### Exercise instructions
Which lines of the material hold the word "Tenant"? Copy each one.
--- START ---
PR #3853, opened 2023-07-25
refactor: update asset

BiswaViraj:

Updates the no new notification image inside `notification-center` and `widget`

image


packages/notification-center/src/images/no-new-notifications.svg
ainouzgali, line 1: This does not take into account the light vs dark scheme. IMO you should wrap it as a react component (like we do for icons) and pass props and use "currentColor" where needed

scopsy (approved):

PR #3860, opened 2023-07-26
NV 2602 - Hide Tenant functionality under the feature flag

djabarovgeorge:

Feature flag to hide Tenant functionality.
--- END ---
### Task solution
NV 2602 - Hide Tenant functionality under the feature flag
Feature flag to hide Tenant functionality.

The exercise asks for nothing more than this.